Tuesday, February 2, 2010

Call to end exclusion of elderly from drug trials

This news story caught my eye because I have become concerned about this very issue over the past six or seven years. In my way of thinking it is important to set up specific drug trials not just for Elders but for children and women too.

In 2003 my mother suffered a closed head injury, and as a result of her fall and the TBI she developed expressive aphasia.

Expressive aphasia is condition  and an acquired disorder of language due to brain damage. Most aphasias and related disorders are due to stroke, head injury, cerebral tumors, or degenerative diseases.  People may lose the ability to produce speech, to comprehend speech, to repeat, and to hear and read words in many nuanced ways. Language difficulties can also be affected by pharmaceutical drugs often over used in faculties that care for Elders.

Speech and language therapy is the mainstay of care for people with with aphasia. The timing and nature of the interventions for aphasia vary widely. Blinded studies are limited, and recovery of many degrees is expected.  Studies also indicate that speech and language therapy does improve clinical outcomes in aphasia, but individualized programs are important. 
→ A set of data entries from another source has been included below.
PR #13569, opened 2026-04-27
[My Receipts] Show in nav if user has any reimbursement reports

manuthecoder:
Adds reimbursement reports to the existing if check.


app/helpers/users_helper.rb
```diff
@@ -41,7 +41,7 @@ def users_nav(selected: nil)
     }
 
 
-    if current_user&.events&.any? || current_user&.stripe_cards&.any?
+    if current_user&.events&.any? || current_user&.stripe_cards&.any? || current_user&.card_grants&.any? || current_user&.reimbursement_reports&.any?
```
Luke-Oldenburg:
```suggestion
    if current_user&.events&.any? || current_user&.stripe_cards&.any? || current_user&.reimbursement_reports&.any?
```

Luke-Oldenburg (approved):
lgtm

PR #13573, opened 2026-04-29
[Policy][Code Quality] Consolidate auditor? and admin? methods

Mohamad-Mortada:
## Summary of the problem
It would be cleaner to standardize use of `admin?` and `auditor?` methods without having to define them in every policy file. 

## Describe your changes
Since they're widely used we should define them in the parent policy then we can reference them through inheritance

### DIFF
--- a/app/policies/comment_policy.rb
+++ b/app/policies/comment_policy.rb
@@ -3,7 +3,7 @@
 class CommentPolicy < ApplicationPolicy
   class Scope < ApplicationPolicy::Scope
     def resolve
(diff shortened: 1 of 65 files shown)


app/policies/comment_policy.rb
```diff
@@ -3,7 +3,7 @@
 class CommentPolicy < ApplicationPolicy
```
manuthecoder, line 3: add admin? / auditor? to ApplicationPolicy::Scope so Scope subclasses can use the same helpers

PR #13579, opened 2026-04-29
[FIRST] Join request

Luke-Oldenburg:

### DIFF
--- a/app/controllers/users/first_controller.rb
+++ b/app/controllers/users/first_controller.rb
@@ -17,10 +17,25 @@ module Users
     end
 
     def request_org_invite
-      # validation
-      event = Event.find(params[[:event_id]])
-      opil = event.organizer_position_invite_links.create!({ creator: event.users.first, expires_in: 1.minute.from_now }) # this expires it near immediately
-      OrganizerPositionInvite::Request.create!(requester: current_user, link: opil)
+      user = current_user(allow_unverified: true)
+      event = Event::Affiliation.matching_first_event_for(user)
+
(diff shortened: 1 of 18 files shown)


app/controllers/users/first_controller.rb
```diff
@@ -16,6 +16,28 @@ def index
       @airpods_raffle = Raffle.find_by(user: current_user(allow_unverified: true), program: "first-worlds-2026-airpods")
     end
 
+    def request_org_invite
+      user = current_user(allow_unverified: true)
+      event = Event::Affiliation.matching_first_event_for(user)
+
+      unless Event::Affiliation.eligible_to_request_invite?(user, event)
+        redirect_to first_index_path, flash: { error: "You're not eligible to request to join this organization." } and return
```
Luke-Oldenburg, line 28: what does `and return` do?

app/controllers/users/first_controller.rb
```diff
@@ -16,6 +16,28 @@ def index
...
+      end
+
+      if event.organizer_position_invite_requests.pending.exists?(requester_id: user.id)
+        redirect_to first_index_path, flash: { warning: "You already have a pending request." } and return
+      end
+
+      ActiveRecord::Base.transaction do
```
Luke-Oldenburg, line 35: smart

app/controllers/users/first_controller.rb
garyhtou: It returns from the method, preventing the rest of the code (below) in this method from running.

PR #13589, opened 2026-04-30
[Webhook] Listen for stripe force captures

Sarvesh-Mk:
## Summary of the problem

closes #13439

## Describe your changes

added code to handle_issuing_transaction_created to handle force captures 
to my understanding, force captures skip:
  1. issuing_authorization.request 
  2. issuing_authorization.created 
  3. issuing_authorization.updated 

and lands on handle_issuing_transaction_created so I added code to create the ledger entry from scratch


app/controllers/stripe_controller.rb
```diff
@@ -75,8 +75,10 @@ def handle_issuing_authorization_updated(event)
 
   def handle_issuing_transaction_created(event)
     tx = event[:data][:object]
-    amount = tx[:amount]
-    return unless amount < 0
+
+    if tx[:authorization].nil?
+      ::StripeAuthorization::CreateFromWebhookJob.perform_later(tx[:id])
```
manuthecoder: `tx[:id]` is a transaction ID (`ipi_...`), but this job internally calls `StripeService::Issuing::Authorization.retrieve(id)`

it expects an authorization ID (`iauth_...`). stripe won't find anything and the service silently returns early

app/controllers/stripe_controller.rb
```diff
@@ -75,8 +75,10 @@ def handle_issuing_authorization_updated(event)
...
+    end
```
manuthecoder, line 84: `return unless amount < 0` filtered out credits/refunds (positive amounts). removing it means the nil-authorization branch can now fire for positive-amount force captures too

app/controllers/stripe_controller.rb
manuthecoder: force captures are already settled, not pending so routing through CreateFromWebhook (the pending transaction pipeline) is probably wrong

a separate job or service that imports directly by `ipi_...ID` makes more sense

manuthecoder (changes requested):

Luke-Oldenburg (commented):
To my knowledge, force captures do not have an authorization.

PR #13595, opened 2026-04-30
[FIRST] Add earnable extra tickets to MacBook raffle for referring more people

polypixeldev:
## Summary of the problem

We want to encourage users to share HCB with their teammates and friends at FIRST Worlds! Let's give out some extra raffle tickets on a tiered system when users send their unique raffle link to others who fill out the FIRST form.

image

### DIFF
--- a/app/controllers/users/first_controller.rb
+++ b/app/controllers/users/first_controller.rb
@@ -105,26 +105,26 @@ module Users
       program = "first-worlds-2026-macbook" if ["student_leader", "student_member"].include?(user_params.dig(:affiliations_attributes, "0", "role"))
 
       unless User.where(email: user_params[:email]).exists?
-        user_referral = Raffle.find_by_hashid(user_ref_params[:user_referral]) if user_ref_params[:user_referral].present?
-        if user_referral.nil?
-          flash[:error] = "We couldn't find that referral link!"
+        user_referral = nil
+        if user_ref_params[:user_referral].present?
+          user_referral = Raffle.find_by_hashid(user_ref_params[:user_referral])
 
-          redirect_to welcome_first_index_path and return
-        end
-        # case that should never happen because users should not be able to get a link if program or user is not eligible for referral link
-        # however still adding here because it could eventually be possible that a user becomes ineligible or a program becomes ineligible
-        if !user_referral.program_allows_referrals? || !user_referral.user_allows_referrals?
-          flash[:error] = "We couldn't find that referral link!"
+          # the referral not being eligible should never happen because users should not be able to get a link if program or user is not eligible for referral link
+          # however still adding here because it could eventually be possible that a user becomes ineligible or a program becomes ineligible
+          if user_referral.nil? || !user_referral.program_allows_referrals? || !user_referral.user_allows_referrals?
+            flash[:error] = "We couldn't find that referral link!"
 
-          redirect_to welcome_first_index_path and return
+            redirect_to welcome_first_index_path and return
+          end
         end
+
         @user = User.new(user_params)
         @user.creation_method = :first_robotics_form
         @user.save!
 
         if program.present?
           raf = Raffle.find_or_create_by!(user: @user, program:)
-          raf.update!(referring_raffle: user_referral)
+          raf.update!(referring_raffle: user_referral) if user_referral.present?
         end
 
         create_session(user: @user, verified: false)
--- a/app/controllers/users/first_controller.rb
+++ b/app/controllers/users/first_controller.rb
@@ -85,7 +85,9 @@ module Users
       return redirect_to first_index_path if signed_in?(allow_unverified: true)
 
       @referral_link_slug = Referral::Link.find_by(slug: params[:referral])&.slug if params[:referral].present?
+      @user_referral = params[:referred_by] if params[:referred_by].present?
       @user = User.new(affiliations: [Event::Affiliation.new])
+
     end
 
     def verify_email
@@ -103,11 +105,27 @@ module Users
       program = "first-worlds-2026-macbook" if ["student_leader", "student_member"].include?(user_params.dig(:affiliations_attributes, "0", "role"))
 
       unless User.where(email: user_params[:email]).exists?
+        user_referral = Raffle.find_by_hashid(user_ref_params[:user_referral]) if user_ref_params[:user_referral].present?
+        if user_referral.nil?
+          flash[:error] = "We couldn't find that referral link!"
+
+          redirect_to welcome_first_index_path and return
+        end
+        # case that should never happen because users should not be able to get a link if program or user is not eligible for referral link
+        # however still adding here because it could eventually be possible that a user becomes ineligible or a program becomes ineligible
+        if !user_referral.program_allows_referrals? || !user_referral.user_allows_referrals?
+          flash[:error] = "We couldn't find that referral link!"
+
+          redirect_to welcome_first_index_path and return
+        end
         @user = User.new(user_params)
         @user.creation_method = :first_robotics_form
         @user.save!
 
-        Raffle.find_or_create_by!(user: @user, program:) if program.present?
+        if program.present?
+          raf = Raffle.find_or_create_by!(user: @user, program:)
+          raf.update!(referring_raffle: user_referral)
+        end
 
         create_session(user: @user, verified: false)
 
@@ -130,6 +148,10 @@ module Users
 
     def user_params
       params.require(:user).permit(:email, :full_name, affiliations_attributes: [:league, :team_number, :name, :team_name, :role])
+    end
+
+    def user_ref_params
+      params.permit(:user_referral)
     end
 
     def load_team_community
--- a/app/controllers/users/first_controller.rb
+++ b/app/controllers/users/first_controller.rb
@@ -144,6 +144,30 @@ module Users
       render :new, status: :unprocessable_entity
     end
 
+    def macbook_qr_code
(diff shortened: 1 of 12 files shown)


Mohamad-Mortada (approved):

app/controllers/users/first_controller.rb
```diff
@@ -126,12 +144,40 @@ def create
       render :new, status: :unprocessable_entity
     end
 
+    def macbook_qr_code
```
garyhtou, line 147: **Security/bug: missing auth guard.** This controller has `skip_before_action :signed_in_user` at the top, so this action is reachable unauthenticated. `current_user` is then `nil` and `current_user.raffles.find_by(...)` raises `NoMethodError`, returning a 500.

Also note: a signed-in but **unverified** user can hit this URL directly (the modal markup is rendered for them; only the button is hidden). For unverified users `raffle.referral_link` returns `nil`, and `RQRCode::QRCode.new(nil)` will encode the string `""` — so the QR points to `welcome_first_index_url(referred_by: nil)`, leaking a useless QR.

Suggested fix:
```ruby
def macbook_qr_code
  user = current_user(allow_unverified: true)
  return head :unauthorized unless user&.verified?

  raffle = user.raffles.find_by(program: "first-worlds-2026-macbook")
  return head :not_found if raffle.nil? || raffle.referral_link.blank?
  # ...
end
```

---
_Generated by [Claude Code](https://claude.ai/code)_

app/controllers/users/first_controller.rb
```diff
@@ -103,11 +105,27 @@ def create
...
+          end
+        end
+
         @user = User.new(user_params)
         @user.creation_method = :first_robotics_form
         @user.save!
 
-        Raffle.find_or_create_by!(user: @user, program:) if program.present?
+        if program.present?
+          raf = Raffle.find_or_create_by!(user: @user, program:)
```
garyhtou, line 126: **Security: trivial referral fraud vectors.**

A few gaps here that together make the tier system easy to game:

1. **No self-referral check.** Nothing prevents `user_referral.user_id == @user.id`-style abuse via a second account. A single person creates throwaway accounts (different emails, same person) and racks up tickets indefinitely.
2. **Referrer is credited before the referred user verifies their email.** `after_create_commit` on Raffle fires immediately on `Raffle.find_or_create_by!`, while the new account is still unverified (`verified: false` is passed to `create_session`). Disposable / never-confirmed emails count just as much as real ones.
3. **No rate-limiting on `create`.** Combined with the above, a script can mint dozens of fake referred raffles in seconds.

The disclaimer "We may disqualify extra tickets if referrals are fraudulent" is reactive only. At minimum, gate the `referring_raffle` association on the referred user actually verifying their email (e.g. set the FK in a hook on `User#verified` becoming true, not at `Raffle.find_or_create_by!` time), and consider:
- Rejecting `user_referral.user_id == @user.id` (defense in depth, in case of session re-use)
- Throttling `:create` per IP via Rack::Attack
- Capping `extra_tickets` per raffle

---
_Generated by [Claude Code](https://claude.ai/code)_

app/controllers/users/first_controller.rb
```diff
@@ -103,11 +105,27 @@ def create
...
+        user_referral = nil
+        if user_ref_params[:user_referral].present?
+          user_referral = Raffle.find_by_hashid(user_ref_params[:user_referral])
+
+          # the referral not being eligible should never happen because users should not be able to get a link if program or user is not eligible for referral link
+          # however still adding here because it could eventually be possible that a user becomes ineligible or a program becomes ineligible
+          if user_referral.nil? || !user_referral.program_allows_referrals? || !user_referral.user_allows_referrals?
+            flash[:error] = "We couldn't find that referral link!"
+
+            redirect_to welcome_first_index_path and return
```
garyhtou, line 117: **UX: failing referral discards the entire signup form.** A new user fills out the (long) form, hits submit, and on a stale/broken referral hashid we `redirect_to welcome_first_index_path` — they lose their name, email, league, team number, role, and their session context.

This is also reachable in non-malicious cases (someone tweeting a link that becomes invalid, hashids breaking across env, etc.). Render `:new` with the error and the existing `@user` so the form can be resubmitted, or just silently drop `user_referral` and proceed (since the comment above admits it shouldn't happen). The comment justifies preserving the behavior because users can become ineligible — but punishing the *new* user for the *referrer's* state change is the wrong call.

---
_Generated by [Claude Code](https://claude.ai/code)_

app/views/users/first/index.html.erb
```diff
@@ -70,6 +70,39 @@
...
+
+    <p>
+      Share your <%= @macbook_raffle.referral_link.present? ? link_to("unique raffle link", @macbook_raffle.referral_link) : "unique raffle link" %> with your teammates and friends in FIRST robotics,
+      and you'll earn extra raffle tickets for the MacBook Neo!
+      You currently have <%= pluralize(@macbook_raffle.tickets, "ticket") %> for the MacBook Neo raffle.
+      <em>We may disqualify extra tickets if referrals are fraudulent.</em>
+    </p>
+
+    <% referrals_needed = @macbook_raffle.referrals_needed_for_next_ticket - @macbook_raffle.tier_progress %>
+    <p class="mb-0 text-center">Refer <%= referrals_needed %> more <%= "person".pluralize(referrals_needed) %> for your next ticket!</p>
```
garyhtou, line 85: **UX: progress bar formula has an off-by-one.**

```erb
style="width: <%= [1 + (@macbook_raffle.tier_progress.to_f / @macbook_raffle.referrals_needed_for_next_ticket) * 100, 100].min %>%;"
```

The leading `1 +` looks like a debugging leftover. With 0 referrals it shows the bar at **1%** instead of 0%; with 4/5 progress it shows **81%** instead of 80%. Should be:

```erb
style="width: <%= [(@macbook_raffle.tier_progress.to_f / @macbook_raffle.referrals_needed_for_next_ticket) * 100, 100].min %>%;"
```

(Also worth memoizing — `tier_progress`, `referrals_needed_for_next_ticket`, `extra_tickets`, and `tickets` each independently issue a `COUNT(*)` query against `referred_raffle_entries`, so this single page is doing 4–5 redundant counts.)

---
_Generated by [Claude Code](https://claude.ai/code)_

app/models/raffle.rb
```diff
@@ -4,32 +4,48 @@
...
+  has_many :referred_raffle_entries, class_name: "Raffle", foreign_key: "referring_raffle_id", inverse_of: :referring_raffle
+  belongs_to :referring_raffle, class_name: "Raffle", optional: true
   validates :program, presence: true
   validates :ticket_number, uniqueness: true, allow_nil: true
 
+  after_create_commit do
+    if referring_raffle.present? && referring_raffle.tier_progress == 0
+      RaffleMailer.with(raffle: referring_raffle).extra_ticket_earned.deliver_later
+    end
+  end
```
garyhtou, line 47: **Mail-bombing risk + race + confused-state.**

Three concerns with this `after_create_commit`:

1. **The "you earned a ticket!" email is sent before the referred account is verified.** The new user's raffle is created with `verified: false` in `create_session`. The referrer gets a celebratory email even though the referral may never materialize, which both encourages disposable-email farming and means the referrer can be tricked into believing their tally is higher than it actually is.

2. **`tier_progress == 0` triggers the email, but `tier_progress` is also `0` for *every* `extra_tickets` increment** — that part is intentional. However, if a count ever goes negative-modulo (e.g. a referred raffle is later destroyed because of `dependent: :nullify`/cascade), no compensating logic exists. Less hypothetical: `referred_raffle_entries.count` queries the DB inside the after-commit hook. Two near-simultaneous referral signups can both observe the same post-commit count after their respective transactions and trigger duplicate "you earned a ticket!" emails for the same tier.

3. **`@raffle.referral_link` in the mail body returns `nil` if the user becomes unverified between earning and email delivery** (the mail is `deliver_later`). `link_to "your unique raffle link", nil` renders a broken link.

Recommendation: defer crediting — and emailing — until the referred user verifies their email. A `User#after_update_commit if saved_change_to_verified?` hook that walks `raffles` and emails the `referring_raffle.user` is closer to correct, and naturally fixes the disposable-email farming vector.

---
_Generated by [Claude Code](https://claude.ai/code)_

garyhtou (changes requested):
Cool feature, but a few critical issues to address before shipping — particularly around the referral-fraud surface and the unauthenticated QR endpoint. Inline comments cover specifics; high-level summary:

**Critical (security):**
- `macbook_qr_code` is reachable unauthenticated (`skip_before_action :signed_in_user` is set controller-wide); `current_user.raffles` will `NoMethodError` on `nil`.
- Referrer is credited **immediately on signup**, before the referred user's email is verified — disposable-email farming is essentially free. The "we may disqualify" disclaimer is reactive only.
- No self-referral / same-person check. Combined with no rate limiting on `:create`, the tier system is trivially gameable.

**UX:**
- Progress bar width formula has a stray `1 +` (always shows ≥1%, off-by-one at every other progress level).
- An invalid/expired referral hashid redirects the new user to the welcome page and discards the entire signup form they just filled out.
- `@raffle.referral_link` can be `nil` (unverified user) but is passed to `RQRCode::QRCode.new` and `link_to` in the mailer without a guard.

**Minor:**
- `tickets`, `extra_tickets`, `tier_progress`, and `referrals_needed_for_next_ticket` each issue an independent `COUNT(*)` — memoize.
- Stray `data-controller="email-compose"` on the QR code modal.
- Stray blank line in `def new`.

---
_Generated by [Claude Code](https://claude.ai/code)_

garyhtou (approved):

PR #13603, opened 2026-05-01
[Raffles] Make pending raffles yellow

polypixeldev:
## Summary of the problem

It should be more obvious to the user that a raffle entry isn't confirmed yet - let's make pending raffles yellow.

image


manuthecoder (approved):
LGTM!

garyhtou (approved):

PR #13604, opened 2026-05-01
[Referrals] Update attribution users after user creation

polypixeldev:
## Summary of the problem

We currently don't update the user on a referral attribution until the user verifies their email. We should do this as soon as the user is created instead.

This PR adds a maintenance task to backfill existing attributions.


manuthecoder (approved):

garyhtou:
Handled by https://github.com/hackclub/hcb/pull/13609

PR #13622, opened 2026-05-03
[FIRST] Remove raffles from landing page

YodaLightsabr:
## Summary of the problem

These raffles are no longer active.

## Describe your changes

This PR removes references to the raffles. I decided to keep the "your teammates are interested, too" card on the homepage with the raffle related elements removed.


Luke-Oldenburg (approved):
lgtm

PR #13634, opened 2026-05-05
[Check Deposit] Disallow creation unless feature enabled

garyhtou:
welp, they should only be able to deposit when we want them to deposit...


Luke-Oldenburg (approved):
lgtm

PR #1494, opened 2023-03-01
Fix wizard button padding

jpnurmi:
Remove bogus padding around hidden actions.

## Before

[Screencast from 2023-03-01 17-53-01.webm](https://user-images.githubusercontent.com/140617/222207844-0295a15c-bd9f-4fa4-829c-cd2b190eece8.webm)

## After

[Screencast from 2023-03-01 17-52-07.webm](https://user-images.githubusercontent.com/140617/222207651-975d4d75-ccd9-4146-bbfe-1ab04166c383.webm)


d-loose (approved):
:+1:

PR #1496, opened 2023-03-01
Installation complete: fix alignment

jpnurmi:
| Before | After |
|---|---|
| image | image |

The alignment went unnoticed because my product name is long enough to push it all the way to the left and even wrap... :)

image


elioqoshi (approved):
+1

PR #1497, opened 2023-03-01
Allocate disk space: capitalize "Free space" & "Limit reached"

jpnurmi:
Just updating the English translation which is used as a template for all others. The bot will automatically regenerate the untranslated entries and open a PR. For already translated entries, Weblate will show a warning that they are out of date.

| Before | After |
|---|---|
| image | image |


d-loose (approved):
:+1:

Issue #1294, opened 2023-01-06
Correct Btrfs filesystem description journaling on selection


emanuc:
Hello,
When choosing manual partitioning you have a selection of filesystems to choose from, when selecting Btrfs it is incorrectly described as: "Btrfs journaling file system" [1], it is actually a COW filesystem and does not have journaling [2].

1:  
![installer](https://user-images.githubusercontent.com/27281121/211023910-a7e8deaf-90f7-4833-9128-bd9985a2aae0.png)

2:  
> btrfs is a modern copy on write (CoW) filesystem for Linux
https://btrfs.wiki.kernel.org/index.php/Main_Page

jpnurmi:
Interesting, thanks for bringing it up! It had been copied from the old installer. :)

![image](https://user-images.githubusercontent.com/140617/220425240-9477e56f-1d6f-4019-9431-3aefe9df7897.png)

PR #1501, opened 2023-03-01
Drop repetitive and long FS descriptions in favor of short names

jpnurmi:
Just updating the English translation which is used as a template for all others. The bot will automatically regenerate the untranslated entries and open a PR. For already translated entries, Weblate will show a warning that they are out of date.

```
$ apt show btrfs-progs 2>/dev/null | grep Desc
Description: Checksumming Copy on Write Filesystem utilities
```

Screenshot from 2023-03-01 18-41-44

Close: #1294

### DIFF
--- a/packages/ubuntu_desktop_installer/lib/pages/allocate_disk_space/allocate_disk_space_dialogs.dart
+++ b/packages/ubuntu_desktop_installer/lib/pages/allocate_disk_space/allocate_disk_space_dialogs.dart
@@ -136,49 +136,6 @@ Future<void> showCreatePartitionDialog(
   );
 }
 
-extension _PartitionFormatLang on PartitionFormat {
-  String localize(AppLocalizations lang) {
-    switch (this) {
-      case PartitionFormat.none:
-        return lang.partitionFormatNone;
-      case PartitionFormat.btrfs:
-        return lang.partitionFormatBtrfs;
-      case PartitionFormat.ext2:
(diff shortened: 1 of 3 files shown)


jpnurmi:
My personal favorite is the Subiquity way :)

image

@elioqoshi Do you have any thoughts on this? IMO the long descriptions make it almost harder to find what you're looking for. There's so much text that it takes (unnecessary?) extra time to scan through the content.

image

elioqoshi:
@jpnurmi could you elaborate what I should be looking at in comparison? I am not sure what the impact is here.

jpnurmi:
@elioqoshi Here's the current version which already looks somewhat heavy with pretty long descriptions, a proposal that makes the Btrfs description even longer, and a counter-proposal that drops all those descriptions to make it look like Subiquity. :) Yet another option could be to move the description to a second line with a smaller font and weaker color so it becomes less prominent and eats up less space...

| Current | Proposal | Alternative | Yet another |
|---|---|---|---|
| image | image | image | image |

elioqoshi:
Ah yeah, I think the Subiquity way is better, with no descriptions. Descriptions won't help users who don't know what they are doing anyway and users who know what they are looking for have no use for it. So the alternative proposal looks best to me I think

jpnurmi:
Getting back to this while we still can... should we go with the short names?

image

xnox (approved):

Issue #1479, opened 2023-02-28
change "Go back" in buttons to "Back"


elioqoshi:
(similar to https://github.com/canonical/ubuntu-desktop-installer/issues/1476 )

"Go" seems redundant in "Go Back" as the action of the button is self-explanatory. "Back" should suffice and is a standard used across UX copy in various applications.

<img width="166" alt="grafik" src="https://user-images.githubusercontent.com/5436686/221819404-0b19adfb-dfff-4d8d-bbf9-b48bd825b861.png">

jpnurmi:
What would be a nice minimum width for the buttons?

![image](https://user-images.githubusercontent.com/140617/221822157-27a8ade1-f9bd-4c80-a23e-9d2da996814e.png)

Perhaps 120?

![image](https://user-images.githubusercontent.com/140617/221823620-e3e98e41-114a-417f-b22d-2a2c02b800c4.png)
![image](https://user-images.githubusercontent.com/140617/221823919-97d9a8b8-b394-48a7-915a-da437617fd1d.png)
![image](https://user-images.githubusercontent.com/140617/221823955-30ed474e-b4a8-4abb-89b4-5fbe29b5741b.png)
![image](https://user-images.githubusercontent.com/140617/221823984-bff4e923-1041-423f-954c-ae12c9c6232c.png)

elioqoshi:
I wanted to address this in another ticket but the higher minimum width looks good!

jpnurmi:
I got a bit sidetracked because the "Back" button became so small that it started looking awkward. :) We could start with the minimum width and come back to the label changes after we've fixed the width.

jpnurmi:
<img width="166" alt="grafik" src="https://user-images.githubusercontent.com/5436686/221819404-0b19adfb-dfff-4d8d-bbf9-b48bd825b861.png">

is this 268 wide @2x so 134 logical pixels?

elioqoshi:
I think this looks okay. Let's see how this behaves with longer widths. We will likely have to check this in all major languages in the end.

elioqoshi:
Reopening this as we had this challenged in this issue:
https://github.com/canonical/ubuntu-desktop-installer/issues/1585#issuecomment-1469478278

The consensus is to go with `Previous` and `Next`

@jpnurmi pretty please?

PR #1507, opened 2023-03-01
Change "Go back" in buttons to "Back"

jpnurmi:
Use `UbuntuLocalizations.backLabel` from the new [stock labels](https://github.com/canonical/ubuntu-flutter-plugins/pull/63). The continue button needs the same treatment but it's used all over the place so let's leave it to a separate step.

| Before | After |
|---|---|
| image | image |

Fixes: #1479


elioqoshi:
LGTM!

elioqoshi (approved):

Issue #1401, opened 2023-02-14
Username reset on page change


jibel:
Lunar 20230214

The username is reset when the user switches from the location page to the user page but not when it switches from the look & feel page to the user page.

## Test Case
1. Proceed with the installation and go to the user page
2. Fill the fields
3. Continue to next page (Look & Feel)
4. Go back to the user page
=> Verify that the fields still contain the value you entered
5. Go back to the location page
6. Continue to the user page
=> The fields are empty

## Expected behaviour
The content for the fields of the user page should be preserved in all cases.

PR #1517, opened 2023-03-02
ValidatedFormField: allow initial value changes when focused

jpnurmi:
Don't blindly reject initial value changes when focused because most values are initialized asynchronously whenever entering a page. If a field was (auto)focused, it would never get its initial value.

## Before

[Screencast from 2023-03-02 20-16-36.webm](https://user-images.githubusercontent.com/140617/222529200-abd157cd-5533-4c83-8d07-ccf4eda43a10.webm)

## After

[Screencast from 2023-03-02 20-18-39.webm](https://user-images.githubusercontent.com/140617/222529590-7cfd36f3-dbd2-40fd-8041-a755af399b00.webm)

Fixes: #1401


d-loose (approved):
Works :+1:

jpnurmi:
It's not too pretty but I guess we can live with this "for now"

PR #1521, opened 2023-03-03
Pass USERNAME to setInputSource()

jpnurmi:
Subiquity runs as root. It doesn't know the desktop live session user. The GUI must pass the appropriate username to make it possible for Subiquity to change the desktop input source for the live session user. It defaults to 'ubuntu' which won't work for flavors that may have a different live session username.

Ref: canonical/ubuntu-flavor-installer#10


d-loose (approved):
:+1:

The potential for functional recovery from primarily expressive aphasia after stroke is excellent. A neurologist should be key in evaluation and care, as well as speech therapy.

After her injury, my mother was placed in a 5 Star facility in Naples, Florida.  She was loaded up with an over abundance of psychotropic drugs, including  Zyprexa, yet did not have a neurologist or speech therapy prescribed.

Zyprexa is questionable for the elderly, especially for use in elderly women, and it can precipitate diabetes.  The case in point is that regardless of the number of drugs prescribed, and failure of the center to evaluate the drugs for interaction, no one except me questioned the use of this drug in my mother's care.  Zyprexa has an unusually difficult time being excreted by older women and as a result has a longer half-life.

Another drug being given to my mother, not prescribed by a neurologist, was Neurontin, and it is implicated in the development of impaired speech. And yet another one of the several SSRIs perscribed has a known side effect of suicidal thinking.  My mother tried to jump out of a window.  The outcome: more drugs to sedate her further.

The house psychiatrist diagnosed my mother as depressed.  Yet when I asked how he diagnosed her with the aphasia, he could not answer.  He just prescribed more drugs.

I contacted a colleague in the pharmaceutical research section dealing with psychotropic durgs at the FDA for an opinion on the list of drugs prescribed to my mother.  He was shocked, and especially noted the severe issues indicated by the drug interaction profile.

The care center supplying pharmacy never conducted a thorough interaction profile. 
The attending GP, a whining DO from a near by town, most likely interested in the Medicare reimbursement more than my mother's condition, whined to my brother after I talked with him, saying he did not like the questions I was asking.

The director of nursing threatened forced relocation if my mother was taken off any of the drugs.  Since the bill went to Medicare I am sure reimbursement was more the concern than my mother's well being.  And of course there is the issue of staff convenience.

Well, my mother died last summer.  She won't be forced now to take any more drugs, but for six years which must have been agonizing for her, she was over drugged and could not communicate.

My little brother, who held POA, a player in the insurance/finance business, made absolutely no effort to see that my mother was taken to a nationally recognized neurologist in Naples.  Nor would acknowledge my concerns over the drugs and her treatment.  He failed to get her even the most clearly established care for  the aphasia, but was concerned over the cost of the drugs.